Eight "L" pieces about 8" long were cut at 45 degrees to form a picture frame around two 0.3"x3.5"x7" pieces side by side.
Step 2: Assembling the Main Structure
A knotted bicycle inner tube around the frame pieces and a can of paint on the flat pieces applied pressure while the glue dried. Plastic wrap was used to keep the piece from sticking to the work bench.
Four 7" pieces and four 6.4" pieces were used to form the base sides. These eight pieces were glued to the 32" angle pieces and the bottom. The remaining pieces were used to form the top sides.

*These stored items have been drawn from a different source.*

Issue #1489, opened 2025-08-01
Warlocks resummoning same pet after flight, soul shard issues


Vortikai:
**Bug Description**
I've noticed that the warlock altbot I use keeps summoning the felhunter it already has, especially after flying and landing.

I've also noticed that I can play on that character, get like 30 shards stored, and after a short while of it being an altbot, it just goes to 1. I haven't determined yet if it's immediate or just being used for the pets, soul stones, or what.

**Commit Hash**
[de9f8fb](https://github.com/liyunfan1223/mod-playerbots/commit/de9f8fbbeab01c2d0cfc8b55a1075106866e5d8b)

**How To Reproduce Bug**
1. Have an affliction warlock altbot with a felhunter already as a pet.
2. Fly somewhere (e.g. Argent Tournament to Dalaran).
3. Demount. The warlock summons a felhunter.

**Expected Behavior**
The warlock shouldn't summon pets again if it is a good option and already out. The reason is it slows it down, especially if not in a demonology spec.

**Screenshots**

**Modules**
none

**Playerbot Settings**
Default strategies, sometimes nc +ss healer.

**System**
OS: [e.g. Windows, Linux]
Hardware: [e.g. CPU if performance related]

**Additional Context**

ThePenguinMan96:
I will look into this over my weekend (Monday/Tuesday). I wonder if it lands and before the pet is brought out tries to summon a pet?

As far as soul shards go - warlock bots have built in triggers that delete soul shards if they have above 5 in their inventory, and creates one if they run out. It's essentially automating the soul shard creation/usage because demonology and destruction don't naturally use drain soul as their rotation. 

It makes it so when randombots are out grinding, they don't run out and fail to summon their pet. Also, I chose 5 as a maximum so their inventory doesn't get clogged with soulstones.

ThePenguinMan96:
Is it just affliction? Or is it all 3 specs?

Vortikai:
Yeah, that was what I was thinking. It could also be that it checks for a pet, not finding one since it is mounted and pets aren't out when mounted, then queues up summoning one after dismount.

Bicycle inner tubes around the base and top held things in place while the glue dried.
Four pieces of the 0.3"x3.5" stock were cut and attached to the outside of the base sides for mounting other parts. The base sides and bottom were lined with silicone caulking, applied while wearing a disposable glove.
Step 3: Attaching Hardware to Main Structure
Any uvc web cam will work (Logitech C310 USB 2.0 HD Webcam). Any low wattage grow light will work(Mudder® E27 5W LED Grow Light with E27 Light Bulb Socket). Any small pump will work (12V DC Peristaltic Pump and matching power supply with correct voltage and wattage).

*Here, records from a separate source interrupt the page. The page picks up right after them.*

Issue #1502, opened 2025-08-05
Warlock altbot soul shard management


Vortikai:
**Is your feature request related to a problem? Please describe.**
Currently altbots have their inventory touched along with randombots to limit a problem where their bags filled up with soul shards. It seems a bit cheat-y to me for soul shards to automatically be created and destroyed with actual player characters controlled by the playerbots system.

**Describe the solution you'd like**
Either disable the soul shard, soul stone, etc. systems for altbots only or make it an option. Open to suggestions of course. These are just what come to mind

**Describe alternatives you've considered**
None. This ticket serves as a forum for refining the system, if it's even needed. If we can't avoid it, then it is what it is and we can close this ticket.

**Additional context**

ThePenguinMan96:
I'm thinking a solution would be a config entry, something like this:

// Enable this to have all bots automatically 
// replenish soul shards without the use of 
// drain soul. Bots will carry between 1 and 5.
// Default - 1 (enabled)
Ai.AutomatedSoulShards - 1

That way, for those who don't want the soul shards to be automatic, they can disable it by making the value 0. Also, I might make a "drain soul execute" strategy that enables all specs to use drain soul as an execute ability until the bot has the max number of soul shards (32), or slightly before. And make IsUseful for drain soul to check if they have like 28 shards before it casts. I chose 28 because if it casts it at 31, and makes several soul shards, it will lead to the bot spamming the player with the error "I can't carry anymore of those".

ThePenguinMan96:
> I'm thinking a solution would be a config entry, something like this:
> 
> // Enable this to have all bots automatically 
> // replenish soul shards without the use of 
> // drain soul. Bots will carry between 1 and 5.
> // Default - 1 (enabled)
> Ai.AutomatedSoulShards - 1
> 
> That way, for those who don't want the soul shards to be automatic, they can disable it by making the value 0. Also, I might make a "drain soul execute" strategy that enables all specs to use drain soul as an execute ability until the bot has the max number of soul shards (32), or slightly before. And make IsUseful for drain soul to check if they have like 28 shards before it casts. I chose 28 because if it casts it at 31, and makes several soul shards, it will lead to the bot spamming the player with the error "I can't carry anymore of those".

ThePenguinMan96:
I'm thinking a solution would be a config entry, something like this:

# Enable this to have all bots automatically 
# replenish soul shards without the use of 
# drain soul. Bots will carry between 1 and 5.
[...]

PR #1514, opened 2025-08-09
Warlock Soul Shard Cap Increase / Firestone and Spellstone Modes

ThePenguinMan96:
Hello everyone,

This is a small change to warlocks that accomplishes 2 things:

1. Changes the firestone and spellstone weapon enchants so only one of them can be active - players reported to me that both strategies could be present before, resulting in a bug where the bot repeatedly applied the enchant.
2. Changes the soul shard deletion cap from 6 or more to 26 or more - players will now be able to stockpile soul shards up to 25 in a bot's inventory before the bot starts deleting them one at a time back down 25. I chose 25 because if it was higher, drain soul would get multiple shards above the 32 unique cap, and spam the player "I can't carry any more of those". It was super annoying, and with testing, I have not seen this error at 25. This aims to address issue #1502 .

@Vortikai

### DIFF
--- a/src/strategy/warlock/WarlockActions.cpp
+++ b/src/strategy/warlock/WarlockActions.cpp
@@ -21,8 +21,8 @@
 
 const int ITEM_SOUL_SHARD = 6265;
 
-// Checks if the bot has less than 20 soul shards, and if so, allows casting Drain Soul
-bool CastDrainSoulAction::isUseful() { return AI_VALUE2(uint32, "item count", "soul shard") < 20; }
+// Checks if the bot has less than 26 soul shards, and if so, allows casting Drain Soul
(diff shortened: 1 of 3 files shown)


Vortikai:
Will the warlock use the drain soul ability when it is useful to do so?

Also doesn't matter now, but the warlock was using it with the old PR and built up some. The problem is I kill things too fast in daily quests for it to register to use that.

ThePenguinMan96:
> Will the warlock use the drain soul ability when it is useful to do so?
> 
> Also doesn't matter now, but the warlock was using it with the old PR and built up some. The problem is I kill things too fast in daily quests for it to register to use that.

Currently warlocks use drain soul under the following conditions: 

Must be affliction 
Target must be at or below 15% (which I should change to 25%, thats when the 4x damage kicks in)
Must have less than 26 soul shards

A hole was drilled in the top for the light fixture, which was held in place by the spring it came with. The excess cord was wrapped around one of the corner "L" pieces. The switch was popped open and two small mounting holes drilled in the back cover. The switch back was mounted to the structure and the switch cover replaced.

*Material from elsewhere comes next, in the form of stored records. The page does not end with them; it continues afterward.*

PR #1518, opened 2025-08-10
Ignore GameObject IDs from vanilla dungeons

HennyWilly:
While leveling a new character, I noticed bots interacting with certain objects in vanilla dungeons that they shouldn't. 
This PR prevents that by adding their IDs to `AiPlayerbot.DisallowedGameObjects`.
The list may not be exhaustive.

**Added GameObject IDs:**
-  ~~**Large Solid Chest** ([153464](https://www.wowhead.com/wotlk/object=153464))~~
  ~~Located in Blackrock Spire and Stratholme.~~
- **Witch Doctor's Chest** ([141596](https://www.wowhead.com/wotlk/object=141596))
  Located in Zul'Farrak next to `Witch Doctor Zum'rah`. Approaching him will turn him hostile.
- **Relic Coffer** ([160836](https://www.wowhead.com/wotlk/object=160836)) and **Dark Coffer** ([160845](https://www.wowhead.com/wotlk/object=160845))
  Located in the vault room inside Blackrock Depths. Bots will loot them while the player is still unlocking the respective vault door.
- **Fengus's Chest** ([179516](https://www.wowhead.com/wotlk/object=179516))
  Located in Dire Maul North. Bots will loot the `Gordok Courtyard Key` inside.
- **Supply Crate** ([176224](https://www.wowhead.com/wotlk/object=176224),[181085](https://www.wowhead.com/wotlk/object=181085))
  Located in Stratholme. These are the "real" ones that can contain `Stratholme Holy Water`. Bots ignore the trapped crates ([176304](https://www.wowhead.com/wotlk/object=176304),[176307](https://www.wowhead.com/wotlk/object=176307),[176308](https://www.wowhead.com/wotlk/object=176308),[176309](https://www.wowhead.com/wotlk/object=176309))
- **Malor's Strongbox** ([176112](https://www.wowhead.com/wotlk/object=176112))
  Located in Stratholme. Bots will loot the `Medallion of Faith` inside.
- **Shallow Grave** ([128308](https://www.wowhead.com/wotlk/object=128308),[128403](https://www.wowhead.com/wotlk/object=128403))
  Located in Zul'Farrak. Spawns elite trolls. Opening multiple graves at the same time is dangerous for the group.
- **Grim Guzzler Boar** ([165739](https://www.wowhead.com/wotlk/object=165739)) and **Dark Iron Ale Mug** ([165738](https://www.wowhead.com/wotlk/object=165738))
  Located in the Grim Guzzler inside Blackrock Depths. Interacting with them a specific amount of times will turn the whole inn hostile.
- **Father Flame** ([175245](https://www.wowhead.com/wotlk/object=175245))
  Located in the "egg room" inside Upper Blackrock Spire. Interacting with it will spawn waves of enemies.
- **Unforged Runic Breastplate** ([175970](https://www.wowhead.com/wotlk/object=175970))
  Located in Upper Blackrock Spire, after the "egg room". This object is interactable even if the bot doesn't have [the corresponding quest](https://www.wowhead.com/wotlk/quest=5127). The object despawns afterwards...
- **Blacksmithing Plans** ([176325](https://www.wowhead.com/wotlk/object=176325),[176327](https://www.wowhead.com/wotlk/object=176327))
  Located in Stratholme. Interacting with these objects will each spawn an elite enemy.

I verified that bots no longer interact with the listed objects in my local tests. Further verification by others is welcome.

This is my first PR here, so feedback is appreciated 😄

### DIFF
--- a/src/PlayerbotAIConfig.cpp
+++ b/src/PlayerbotAIConfig.cpp
@@ -160,7 +160,7 @@ bool PlayerbotAIConfig::Initialize()
     LoadSet<std::set<uint32>>(
         sConfigMgr->GetOption<std::string>("AiPlayerbot.DisallowedGameObjects",
                                            "176213,17155,2656,74448,19020,3719,3658,3705,3706,105579,75293,2857,"
-                                           "179490,153464,141596,160836,160845,179516,176224,181085,176112,128308,128403,"
+                                           "179490,141596,160836,160845,179516,176224,181085,176112,128308,128403,"
                                            "165739,165738,175245,175970,176325,176327,123329"),
         disallowedGameObjects);
     botAutologin = sConfigMgr->GetOption<bool>("AiPlayerbot.BotAutologin", false);


HennyWilly:
Update: Removed the trapped supply crates (176304,176307,176308,176309). Bots ignore these.

hermensbas:
Could someone with more ingame knowlegde verify these? :)

brighton-chi:
Thanks for doing this. I want to raise a question for the community regarding the purpose of the default IDs. Are we wanting to stop bots from interacting with game objects in instances entirely, unless commanded otherwise? Some things like preventing bots from spawning ZF zombies or looting profession quest objects clearly should be on the list. But how expansive should we be? Do we really want to exclude standard loot chests, as opposed to having them operate in accordance with the looting method?

In any case, we should have the default in the dist match the default in the source. It looks like the source currently has the Defias Gunpowder and Blood of Heroes as the only default exclusions so it needs to be updated regardless.

HennyWilly:
@brighton-chi Thanks for the feedback. I updated the default value in the source.

hermensbas:
I like the current black list approach, i would prefer keeping the list as small as possible. Only those who that break quests or always create a situation you gonna wipe 95% of the time.

When it comes to more dangerious chest spawning elites, thats kinda interesting. Preferable this list would be two list.

config:
InteractionItemListNever
InteractionItemListOnChance
InteractionItemOnChanceValue
 

Having bots opening chest which spawns elites there and there at random would be fun and one would expect in real life as well. Maybe something for followup feature?

brighton-chi:
The current list is pretty arbitrary. Here is what it contains:

AiPlayerbot.DisallowedGameObjects = 176213,17155,2656,74448,19020,3719,3658,3705,3706,105579,75293,17155
QuestItems: 176213 = Blood of Heroes, 17155 = Defias Gunpowder, 2656 = Waterlogged Envelope
Chests: Large Solid Chest = 74448, Box of Assorted Parts = 19020, Food Crate = 3719, Water Barrel = 3658, Barrel of Milk = 3705, Barrel of sweet Nectar = 3706, Tattered Chest = 105579, Large bettered Chest = 75293, Solid Chest = 2857, Battered Foodlocker = 179490

The list should definitely contain 17155 since that's an item needed to proceed through the instance (and I think was the inspiration for this feature in the first place). And 2656 starts a quest--I'm not sure if it despawns upon looting but if so, it definitely makes sense to exclude. But the rest of the items are just general interactable game objects. And they're not comprehensive--for example, 179490 is on there, and that's for a lockpicking footlocker in the Badlands. But there are lots of different lockpicking footlockers in various zones--why exclude only the Badlands ones? I don't know if the bots can even open lockpicking footlockers.

If we want to make it more limited, we should keep 17155 (though I note it's on the list twice so one should be deleted), 2656, and arguably 176213, which spawns elites and is a quest item, albeit one with multiple spawns in EPL so it's not quite as gamebreaking. Some of the additions in this PR are definitely worthy of being added because it is gamebreaking for bots to loot--for example, 175970 is for a blacksmithing quest and for some reason it has always been lootable by players not on the quest or even players without blacksmithing, and it can be looted only once per instance. IMO things like the ZF shallow graves should also be excluded because if we don't we are basically having the bots intentionally play badly (the point during that fight is not to accidentally open the graves). I'm not opposed to having a separate config option that lets the bots be Leeroy Jenkins if somebody wants, but in the meantime, I think we should exclude anything that would be stupid behavior for a player to loot randomly.

In my opinion, the best default list from what we currently have is to keep only 176213, 17155, and 2656 from the current list (meaning delete everything else that's on the list already) and then add everything in this PR except for 153464, which is just a standard loot chest in an instance AFAIK. There surely are other things that should also be added since this PR is only for vanilla; I'm just looking at everything that is already included and everything being proposed.

Tierisch:
A number of those low level objects containing food and drink are ones that bots will often go for and set off terminal warnings about possible hacking when multiple try it at the same time (since it's despawned by the time the second gets it).

I don't have a personal preference about whether they're in the blacklist by default, but I'd add them to my own to avoid the spam until they can be made to not try opening things someone else is already using.

HennyWilly:
I’m not very familiar with the codebase yet, but the crate-related warnings seem like they might stem from a deeper underlying issue that’s outside the scope of this PR. It might be better handled in a separate issue for targeted discussion, where it can also be decided whether the crates should be removed entirely.
For this PR, I’d prefer to focus on objects that break the instance flow, break quests or spawn enemies, and leave crates (including 153464) for separate consideration.

hermensbas:
> A number of those low level objects containing food and drink are ones that bots will often go for and set off terminal warnings about possible hacking when multiple try it at the same time (since it's despawned by the time the second gets it).
> 
> I don't have a personal preference about whether they're in the blacklist by default, but I'd add them to my own to avoid the spam until they can be made to not try opening things someone else is already using.

This might indicate a bug, adding small randomizer and check before actual should fix that problem.

hermensbas:
Ive added: https://github.com/liyunfan1223/mod-playerbots/pull/1559

hermensbas:
> The current list is pretty arbitrary. Here is what it contains:
> 
> AiPlayerbot.DisallowedGameObjects = 176213,17155,2656,74448,19020,3719,3658,3705,3706,105579,75293,17155 QuestItems: 176213 = Blood of Heroes, 17155 = Defias Gunpowder, 2656 = Waterlogged Envelope Chests: Large Solid Chest = 74448, Box of Assorted Parts = 19020, Food Crate = 3719, Water Barrel = 3658, Barrel of Milk = 3705, Barrel of sweet Nectar = 3706, Tattered Chest = 105579, Large bettered Chest = 75293, Solid Chest = 2857, Battered Foodlocker = 179490
> 
> The list should definitely contain 17155 since that's an item needed to proceed through the instance (and I think was the inspiration for this feature in the first place). And 2656 starts a quest--I'm not sure if it despawns upon looting but if so, it definitely makes sense to exclude. But the rest of the items are just general interactable game objects. And they're not comprehensive--for example, 179490 is on there, and that's for a lockpicking footlocker in the Badlands. But there are lots of different lockpicking footlockers in various zones--why exclude only the Badlands ones? I don't know if the bots can even open lockpicking footlockers.
> 
> If we want to make it more limited, we should keep 17155 (though I note it's on the list twice so one should be deleted), 2656, and arguably 176213, which spawns elites and is a quest item, albeit one with multiple spawns in EPL so it's not quite as gamebreaking. Some of the additions in this PR are definitely worthy of being added because it is gamebreaking for bots to loot--for example, 175970 is for a blacksmithing quest and for some reason it has always been lootable by players not on the quest or even players without blacksmithing, and it can be looted only once per instance. IMO things like the ZF shallow graves should also be excluded because if we don't we are basically having the bots intentionally play badly (the point during that fight is not to accidentally open the graves). I'm not opposed to having a separate config option that lets the bots be Leeroy Jenkins if somebody wants, but in the meantime, I think we should exclude anything that would be stupid behavior for a player to loot randomly.
> 
> In my opinion, the best default list from what we currently have is to keep only 176213, 17155, and 2656 from the current list (meaning delete everything else that's on the list already) and then add everything in this PR except for 153464, which is just a standard loot chest in an instance AFAIK. There surely are other things that should also be added since this PR is only for vanilla; I'm just looking at everything that is already included and everything being proposed.

Shall we merge this initial setup and take it from there?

The video camera was attached by removing the base cover, drilling a hole in the base, and attaching to the top side. Again, the excess cable was wound around an "L" piece.
The pump was mounted in a small piece of thin stock left over from making the sides. A hole was drilled in the stock piece the diameter of the pump and then the pump housing had two mounting holes for screws. The stock piece is held in place with another screw. It probably would have been better to put the hole in the top side directly.
A rain gauge to hold water (Ace Hardware) was mounted to one of the "L" pieces.
A 12V wall wart was soldered to the pump leads and the excess wire wrapped around an "L" piece.
The pump power supply, the Arduino power supply, and the light fixture were plugged into an extension cord.
Step 4: Attaching Electronics to Structure
The Arduino/Edison board was mounted on one side. Each item was connected and then mounted to insure the cable reached the iten. Two Grove relays were mounted to the side by the light switch using small screws.The display was mounted on a third side with a push button that does absolutely nothing. The temperature and light sensors were mounted to the inside of an "L" piece. The moisture sensor plug in was mounted by the Arduino/Edison board. The moisture sensor was poked into the potting soil and straddled the pump line to hold it in place.
The camera was plugged into the USB port and the micro switch flipped toward the USB port. The light sensor was connected to A0, the temperature sensor to A1, the moisture sensor to A2, the relays to D5 and D6, and the display to I2C0.
One wire was cut from the fixture, the ends stripped, and attached to the relay connected to D5. One wire was cut from the pump power supply, the ends stripped, and attached to the relay connected to D6. Probably a good idea to test the pump and light before wiring to the relays.
Step 5: Setting Up Edison
See getting started guide--get through flashing and configuring wifi.
Use the vi editor by copying vi /etc/opkg/base-feeds.conf
and pasting (use Ctrl-Shift-v to paste) at the Edison command line .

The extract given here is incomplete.